We were offered a choice of two excursions; the Battle of Arnhem Tour with a visit to the Airborne Museum Hartstein, which is the one we did because we were more interested in the history of the area. The other option was the Kroller Muller Museum, which is one of the most visited museums in The Netherlands with its exceptional art collection and sculpture garden.

Our tour guide was very good. Since the theme of our tour concerned the famous battle, the stories were all about the importance of the bridge to the allies, the problems the British encountered, the mistakes they made, the response of the German army, and about the terrible sacrifices suffered by the local Dutch people.

Our guide's mother lived in Arnhem during this period, so her stories were often based on first-hand information, which were especially poignant when describing the total lack of food during the Winter of 1944 and how many people died due to starvation. Overall, it was a very moving and educating experience.

After the tour ended, we were taken back to the boat for lunch. Since we always docked in the middle of the towns and cities, it was easy to use as a base during our escapades and Arnhem was no different.

Lunch on the boat was normally served from 12:00pm to 1:30pm and, quite frankly, not much to speak about. As with breakfast, lunch is served buffet style there are no ala-carte items available. There would usually be one item that was interesting, but normally just the usual sandwich and salad fixings. They would have a carving item, such as ham or turkey. Sometimes the items being served were just a bit lacking. For example, they once had schnitzel and I was really looking forward to it. Unfortunately, it was extremely thin and because there was no gravy, it was very dry. To me, it was not very tasty at all. While overall lunches were good, we were a little disappointed because we just expected better.

After lunch, we walked into town to sightsee and shop. It's a wonderful little town with great people and several really nice pedestrian shopping areas. We found a city square with pubs all the way around, with the exception of a small church on one side. Because it was such a lovely day, every chair was taken by people enjoying the warm sun along with their cold beer. The only chairs available were in the shade, so we sat down and ordered a couple of their local beers. (I can't remember the name as I forgot to write it down – I usually take a picture of the can, glass, or bottle to help me, but didn't do it this time.) I do remember it was very good in fact, I can honestly say I've never had a bad beer in The Netherlands or Germany.
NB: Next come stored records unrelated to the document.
PR #140, opened 2017-04-11
Support for multiple CEA608 tracks

squarebracket:
This change supports the work done in https://github.com/videojs/mux.js/pull/150. However, it should be backwards compatible with older mux.js versions.

Rather than `sourceBuffer.inbandTextTrack_` being a single object, it is now `sourceBuffer.inbandTextTracks_`, which is a map that stores `track => object`. When new captions come in, `caption.track` is inspected, and cues are added to the appropriate track.

### DIFF
--- a/src/cleanup-text-tracks.js
+++ b/src/cleanup-text-tracks.js
@@ -26,6 +26,15 @@ export const removeExistingTrack = function(player, kind, label) {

Come to think of it, I don't think I've ever had a bad beer anywhere in Europe!

It was great watching all the people and found it funny that everyone was sitting facing the sun no one had their back turned to it. After all, it was one of the best days they'd had in many months, according to the locals and they just wanted the sun on their faces to gain some color.

After enjoying our beer and a relaxing time watching people, we again started walking the streets in search of a nice scarf for Nancy. (Everyone in Europe likes to wear a scarf, including the men!) It wasn't long before we found a quaint little shop with a delightful lady who found the perfect scarf to go with Nancy's sweater. It was on sale and at 5 Euro was a great deal.

We eventually made our way back to the boat in time to enjoy some cocktails before our 6:00pm departure enroute to Cologne. It was a little chilly, so we just wrapped ourselves up in the very nice blankets Uniworld provided for use when on the sun deck and enjoyed the countryside as we made our way slowly up the Rhine.

Thursday, March 29th

Breakfast is served from 7:00am to 9:00am and we were scheduled to arrive in Cologne at 9:00am and begin our tour at 10:00am. We got up around 7:30am, got dressed, and sat down around 8:00am to enjoy our breakfast as we were coming into the outskirts of the city. We had been to Cologne twice before, but only by train and only for short periods. Had we known how nice it is and how close the shopping and sightseeing is to the main train station, we might have taken some time to see the city during our other travels.

We met up with our guides at 10:00am to begin a walking tour of the city and a visit to the Roman Germanic Museum. Uniworld provides wireless receivers about the size of a cell phone with an earpiece to use on tours. The guide has a transmitter so everyone can hear them talk without having to be right beside the guide. These worked very well and made it easy to listen to the narratives as we walked along taking pictures.

As with most German cities, the central part of Cologne is great for walking around, sightseeing, shopping, and enjoying the local culture. We really enjoyed our tour, which included a visit to the museum and was very fascinating.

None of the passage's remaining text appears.